Description of the task: Within the data that follows, tally every line containing "default". Provide only the tally.

[Entries taken from a collection]
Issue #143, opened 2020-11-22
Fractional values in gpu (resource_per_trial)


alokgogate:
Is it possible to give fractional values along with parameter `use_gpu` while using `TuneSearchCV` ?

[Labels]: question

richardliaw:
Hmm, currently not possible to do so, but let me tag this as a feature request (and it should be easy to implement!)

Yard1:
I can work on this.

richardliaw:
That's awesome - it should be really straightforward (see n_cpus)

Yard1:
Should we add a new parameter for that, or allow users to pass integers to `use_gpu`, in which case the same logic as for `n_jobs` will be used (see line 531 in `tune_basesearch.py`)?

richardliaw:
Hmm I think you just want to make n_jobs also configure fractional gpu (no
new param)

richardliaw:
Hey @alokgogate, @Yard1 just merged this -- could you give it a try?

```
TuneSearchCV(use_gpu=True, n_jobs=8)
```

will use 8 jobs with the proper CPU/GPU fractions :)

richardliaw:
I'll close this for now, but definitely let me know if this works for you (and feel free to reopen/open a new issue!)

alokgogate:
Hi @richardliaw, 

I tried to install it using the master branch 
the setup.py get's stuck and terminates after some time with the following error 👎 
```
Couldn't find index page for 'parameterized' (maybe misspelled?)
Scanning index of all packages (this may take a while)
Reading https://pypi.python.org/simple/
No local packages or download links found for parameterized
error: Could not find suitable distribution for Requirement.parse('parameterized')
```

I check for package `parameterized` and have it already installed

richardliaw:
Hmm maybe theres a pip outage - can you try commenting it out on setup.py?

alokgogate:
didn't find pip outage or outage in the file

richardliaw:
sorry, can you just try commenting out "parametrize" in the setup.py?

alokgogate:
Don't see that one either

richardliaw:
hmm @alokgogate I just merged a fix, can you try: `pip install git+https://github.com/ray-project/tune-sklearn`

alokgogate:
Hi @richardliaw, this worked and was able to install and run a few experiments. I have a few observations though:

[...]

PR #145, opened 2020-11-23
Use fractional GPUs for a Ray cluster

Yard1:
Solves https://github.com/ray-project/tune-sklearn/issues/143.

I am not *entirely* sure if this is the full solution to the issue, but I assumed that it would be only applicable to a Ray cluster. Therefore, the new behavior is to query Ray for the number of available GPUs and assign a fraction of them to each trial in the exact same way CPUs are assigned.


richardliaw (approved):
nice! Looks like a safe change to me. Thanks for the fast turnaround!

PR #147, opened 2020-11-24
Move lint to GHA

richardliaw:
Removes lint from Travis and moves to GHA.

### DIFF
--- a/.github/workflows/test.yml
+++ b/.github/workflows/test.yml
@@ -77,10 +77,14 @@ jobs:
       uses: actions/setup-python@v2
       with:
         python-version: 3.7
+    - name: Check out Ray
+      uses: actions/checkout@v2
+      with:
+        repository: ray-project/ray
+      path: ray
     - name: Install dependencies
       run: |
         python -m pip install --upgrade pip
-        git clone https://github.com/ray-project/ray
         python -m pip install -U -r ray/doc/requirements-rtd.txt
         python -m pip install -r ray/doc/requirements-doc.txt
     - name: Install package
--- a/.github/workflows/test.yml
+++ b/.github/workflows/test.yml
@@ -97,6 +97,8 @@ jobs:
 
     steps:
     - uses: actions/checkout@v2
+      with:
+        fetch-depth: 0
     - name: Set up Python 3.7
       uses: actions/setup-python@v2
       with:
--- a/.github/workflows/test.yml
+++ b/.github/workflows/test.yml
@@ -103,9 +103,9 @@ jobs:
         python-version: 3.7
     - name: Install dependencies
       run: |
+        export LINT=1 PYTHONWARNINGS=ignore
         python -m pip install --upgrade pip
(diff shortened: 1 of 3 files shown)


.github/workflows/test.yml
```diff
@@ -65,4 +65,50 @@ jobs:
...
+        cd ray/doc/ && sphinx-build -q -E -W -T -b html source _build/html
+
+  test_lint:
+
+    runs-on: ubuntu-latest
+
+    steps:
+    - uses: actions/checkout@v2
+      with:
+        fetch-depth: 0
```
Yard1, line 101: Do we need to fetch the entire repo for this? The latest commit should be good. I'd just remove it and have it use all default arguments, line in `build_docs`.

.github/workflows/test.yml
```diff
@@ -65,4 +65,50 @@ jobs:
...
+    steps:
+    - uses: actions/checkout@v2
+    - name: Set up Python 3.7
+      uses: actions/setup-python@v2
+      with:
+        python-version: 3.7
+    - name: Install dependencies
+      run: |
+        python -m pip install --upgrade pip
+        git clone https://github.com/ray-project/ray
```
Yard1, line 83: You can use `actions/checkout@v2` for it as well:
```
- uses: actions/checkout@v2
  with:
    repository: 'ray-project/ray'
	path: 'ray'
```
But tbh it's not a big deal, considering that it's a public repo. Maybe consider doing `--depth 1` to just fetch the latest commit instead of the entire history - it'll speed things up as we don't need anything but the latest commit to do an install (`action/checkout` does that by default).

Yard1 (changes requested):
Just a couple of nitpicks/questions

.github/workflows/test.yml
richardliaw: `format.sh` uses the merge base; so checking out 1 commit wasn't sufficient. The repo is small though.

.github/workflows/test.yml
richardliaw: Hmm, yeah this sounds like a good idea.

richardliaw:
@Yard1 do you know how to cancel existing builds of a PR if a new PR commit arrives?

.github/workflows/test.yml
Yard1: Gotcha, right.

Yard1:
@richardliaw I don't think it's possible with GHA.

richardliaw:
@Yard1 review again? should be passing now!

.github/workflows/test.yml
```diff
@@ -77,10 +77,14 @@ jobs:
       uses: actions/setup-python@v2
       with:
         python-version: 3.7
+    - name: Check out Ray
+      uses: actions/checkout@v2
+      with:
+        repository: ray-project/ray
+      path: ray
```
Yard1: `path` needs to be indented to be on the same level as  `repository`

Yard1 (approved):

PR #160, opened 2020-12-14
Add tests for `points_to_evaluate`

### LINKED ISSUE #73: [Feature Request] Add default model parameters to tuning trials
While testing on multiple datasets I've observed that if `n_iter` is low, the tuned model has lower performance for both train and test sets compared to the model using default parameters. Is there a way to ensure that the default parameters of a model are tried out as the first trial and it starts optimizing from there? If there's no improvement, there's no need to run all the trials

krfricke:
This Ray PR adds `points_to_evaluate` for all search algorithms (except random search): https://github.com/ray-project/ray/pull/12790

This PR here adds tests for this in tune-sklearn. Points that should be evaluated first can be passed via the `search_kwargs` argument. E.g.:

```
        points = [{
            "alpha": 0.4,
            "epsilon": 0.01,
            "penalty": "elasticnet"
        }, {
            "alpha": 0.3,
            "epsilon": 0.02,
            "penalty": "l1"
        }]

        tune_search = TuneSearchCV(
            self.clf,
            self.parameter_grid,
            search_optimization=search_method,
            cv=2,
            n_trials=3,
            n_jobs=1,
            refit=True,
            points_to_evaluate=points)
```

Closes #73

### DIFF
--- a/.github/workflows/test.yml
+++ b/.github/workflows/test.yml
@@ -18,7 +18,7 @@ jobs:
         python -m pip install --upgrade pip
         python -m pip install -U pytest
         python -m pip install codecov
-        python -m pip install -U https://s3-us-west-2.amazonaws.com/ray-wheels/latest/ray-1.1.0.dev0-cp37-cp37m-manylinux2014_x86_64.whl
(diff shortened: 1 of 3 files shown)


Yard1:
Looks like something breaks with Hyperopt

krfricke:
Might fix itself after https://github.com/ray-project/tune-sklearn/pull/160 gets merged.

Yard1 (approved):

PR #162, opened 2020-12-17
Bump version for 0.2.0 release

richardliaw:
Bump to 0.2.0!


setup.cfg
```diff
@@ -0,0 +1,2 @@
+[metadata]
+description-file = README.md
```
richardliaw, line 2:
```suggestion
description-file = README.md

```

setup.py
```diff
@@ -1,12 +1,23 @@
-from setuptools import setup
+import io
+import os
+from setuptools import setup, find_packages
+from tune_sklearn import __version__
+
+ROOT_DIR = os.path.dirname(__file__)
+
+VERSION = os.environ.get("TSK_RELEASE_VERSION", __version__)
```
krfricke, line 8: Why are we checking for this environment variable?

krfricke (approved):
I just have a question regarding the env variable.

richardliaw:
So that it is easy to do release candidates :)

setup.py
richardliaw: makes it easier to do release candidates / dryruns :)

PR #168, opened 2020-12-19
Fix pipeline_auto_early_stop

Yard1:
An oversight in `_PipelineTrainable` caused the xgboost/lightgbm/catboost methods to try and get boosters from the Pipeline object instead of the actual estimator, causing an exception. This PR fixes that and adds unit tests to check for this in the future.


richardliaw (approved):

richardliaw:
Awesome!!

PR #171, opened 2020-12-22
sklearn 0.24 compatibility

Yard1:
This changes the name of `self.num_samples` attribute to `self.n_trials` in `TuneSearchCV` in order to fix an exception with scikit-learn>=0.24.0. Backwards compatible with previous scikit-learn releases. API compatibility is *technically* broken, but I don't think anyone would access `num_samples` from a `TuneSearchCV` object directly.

Expected answer: 4